My mother, Katherine (Roberson ’38) Holton, is also a native Texan, and she attended ACC, marrying my father upon graduation. During their life in D.C., she worked extensively with our local congregation and many others along the East coast regarding Christian education and ladies ministries. She is now living in a retirement/nursing facility near us in Durham, N.C. She recently celebrated her 100th birthday, with many family members in attendance.
Her father was Charles H. Roberson, who was a member of the original faculty of ACC and later became chairman of the Bible Department. He was a highly respected Greek scholar. His wife, Catherine, was also active in many ladies ministries within the church, and for several years she conducted a radio broadcast in Abilene. Her favorite saying, taught to all of us, was “always remember who you are and whom you represent.”
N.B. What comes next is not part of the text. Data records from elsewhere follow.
PR #3811, opened 2017-05-29
Provider Danishbits updated to use their API. 

MikkelGN:
Danishbits no longer allows systems to send many requests to their torrents.php.
Instead they provide an API at couchpotato.php which is used in this update.


mattail:
Daily-search has been broken since this commit.
Backlog and manual search are working though. 
There's a thread about this on Danishbits forum.
Would be nice if you could fix it.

Anita and I have three children, all of whom live in North Carolina. Two of them are lawyers, and the other works in business.
We currently have three grandchildren, with a fourth on the way.
What do your future plans include?
I hope to continue working for as long as I am competent to do so. I am not sure what I would do if retired – and my wife harbors similar concerns! I have served as an elder for our congregation, the Cole Mill Road Church of Christ, for over 25 years, and I find that work to be most challenging and enriching, as well. We enjoy traveling with friends and family, both nationally and internationally. We still like to hike.
What legacy do you hope to leave after such a long and distinguished career?
The legacy of a loving family and close friends; the satisfaction of having helped some others along the way.